> Work order
Your answer should be exactly the lines from the one that contains "most plugins can" through the final line of the entries below, and nothing else.

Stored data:
>>>>
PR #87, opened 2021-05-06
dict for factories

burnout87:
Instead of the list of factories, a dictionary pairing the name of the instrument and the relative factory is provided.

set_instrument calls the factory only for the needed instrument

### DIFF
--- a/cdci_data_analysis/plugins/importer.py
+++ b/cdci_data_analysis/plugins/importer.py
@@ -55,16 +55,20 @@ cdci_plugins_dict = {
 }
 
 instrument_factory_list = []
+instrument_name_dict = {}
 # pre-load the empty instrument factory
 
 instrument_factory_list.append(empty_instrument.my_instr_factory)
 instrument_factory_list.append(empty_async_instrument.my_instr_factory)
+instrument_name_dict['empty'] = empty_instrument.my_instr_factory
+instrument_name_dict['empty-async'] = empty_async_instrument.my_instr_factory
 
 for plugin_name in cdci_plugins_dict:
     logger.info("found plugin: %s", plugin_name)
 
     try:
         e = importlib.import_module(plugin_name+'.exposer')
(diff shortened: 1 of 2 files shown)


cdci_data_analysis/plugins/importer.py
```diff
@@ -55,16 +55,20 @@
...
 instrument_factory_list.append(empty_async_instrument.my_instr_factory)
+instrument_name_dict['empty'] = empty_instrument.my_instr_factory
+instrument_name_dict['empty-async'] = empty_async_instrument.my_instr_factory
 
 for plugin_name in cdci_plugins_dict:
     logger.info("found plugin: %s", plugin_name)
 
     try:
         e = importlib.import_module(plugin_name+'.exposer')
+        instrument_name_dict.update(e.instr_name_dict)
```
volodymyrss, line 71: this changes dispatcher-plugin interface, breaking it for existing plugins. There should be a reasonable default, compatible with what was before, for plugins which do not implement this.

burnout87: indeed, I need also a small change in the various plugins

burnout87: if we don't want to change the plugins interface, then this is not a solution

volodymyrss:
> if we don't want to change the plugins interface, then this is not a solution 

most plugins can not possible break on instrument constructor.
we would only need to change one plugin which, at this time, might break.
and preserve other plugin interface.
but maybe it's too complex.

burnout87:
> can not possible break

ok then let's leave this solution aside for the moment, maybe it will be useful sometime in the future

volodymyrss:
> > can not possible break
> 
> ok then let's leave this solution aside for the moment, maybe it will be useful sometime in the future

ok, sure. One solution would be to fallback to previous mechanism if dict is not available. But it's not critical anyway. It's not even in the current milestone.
<<<<
> Task response
most plugins can not possible break on instrument constructor.
we would only need to change one plugin which, at this time, might break.
and preserve other plugin interface.
but maybe it's too complex.

burnout87:
> can not possible break

ok then let's leave this solution aside for the moment, maybe it will be useful sometime in the future

volodymyrss:
> > can not possible break
> 
> ok then let's leave this solution aside for the moment, maybe it will be useful sometime in the future

ok, sure. One solution would be to fallback to previous mechanism if dict is not available. But it's not critical anyway. It's not even in the current milestone.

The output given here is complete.